Carefully, she tried to open her eyes, but they stung with the brightness. She was somewhere she didn't recognize. Dark wood paneling and a brass chandelier.
"Where's Marcus?" she asked.
"Marcus," he said with a snort. "That is awfully familiar for a slave."
The voice was starting to sound more familiar now and her eyes widened with concern. The room was large and sumptuously decorated, she saw now and she looked around to see Lucius Malfoy sitting at his desk, writing on a piece of parchment.
"You are a problematic girl. You have been from the very moment you turned up. I would have killed you then if I'd have known the problems you could incessantly cause, but divination had never been a strong suit for the Malfoys."
"I haven't done anything."
He chuckled, and put his pen down. She was laying on a settee of some kind, gilded wood with green silk.
"Do you know the guilty always thinks so. They genuinely do. Many of them, like you, are simply forces of chaos, and they are incapable of being anything else."
Now he came into view fully, his black robes and straight blond hair. It had been a while since she'd seen him, but he hadn't changed. That look of aggrieved hatred was there in his eyes just the same as always.
"I have not done anything," she repeated more sharply.
"Perhaps you haven't, and it is your mere presence that is so disruptive. Did you set Marcus up to attack my son?" His voice was soft, almost friendly. This was how he manipulated people.
"No. I begged him not to do anything."
"Ah. You begged."
"I don't control people. Maybe the world would be a better place if I did."
"Well, I do control people," he said calmly, "and you introduce chaos."
"You place the blame on the wrong person. Your son is the one who's introducing chaos."
"And why would he do that?"
She paused and licked her lips. "I don't know."
"Oh, come now, Miss Granger. You are better than that."
She threw him the filthiest look she could. "Because he wants to win," she finally said.
"You know, growing up he spoke about you more than anyone else. Potter initially, but as he aged, it was you. Isn't that curious? Why do you think that is?"
"Because I never let him win."
"Yes, maybe," Lucius said dismissively. He looked away for a moment and then back at her. "Draco has an obsession with you. I'm not exactly sure when it started, but it seems to have reasserted itself of late, and I don't understand why. Do you?"

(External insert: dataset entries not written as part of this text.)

PR #323, opened 2020-07-09
PLANET-5263: Decrease H1 size on mobile

pablocubico:
Pinning styleguide branch.

Ref: https://jira.greenpeace.org/browse/PLANET-5263


mleray:
This is no longer needed since the styleguide is now automatically updated via CircleCI

PR #326, opened 2020-07-15
PLANET-5014: Prevent the skip-links class from pushing page-content down

oekeur:
Because of typography changes using a too general css selector the skip-links class was pushing content down on some pages.
Excluding .skip-links now from displaying as inline-block and remove some duplicated rules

How was she supposed to know? "Because he doesn't function in this new world you've created."
For a moment, Lucius bared his teeth. For all the coolness of him, the emotions showed through in little glimpses. Obviously, she didn't know him well, but she knew he cared for his son. It might even be touching if he, correction, they, weren't such awful people.
"I think he's drawn into the past," Lucius said, the calmness perfectly in place again, "and I think you are the embodiment of it. He must be freed from it or he will never be reconciled. So I am sorry for this, but the trouble you cause needs to come to an end now."
That sounded ominous. Even more so when he brought out his wand.
"What are you doing?"
"Solving the problem," he said. There was distaste on his face, but more worryingly, it seemed for what he was about to do rather than simply her.
"Just put me in Azkaban."
"I think we're beyond that. You need to be gone permanently."
"Wait," she said, crouching. There was no question of her being able to subdue him. Lucius Malfoy was consummate with magic, but he didn't like killing. That didn't mean he wouldn't to it to protect his son. "I am someone's property."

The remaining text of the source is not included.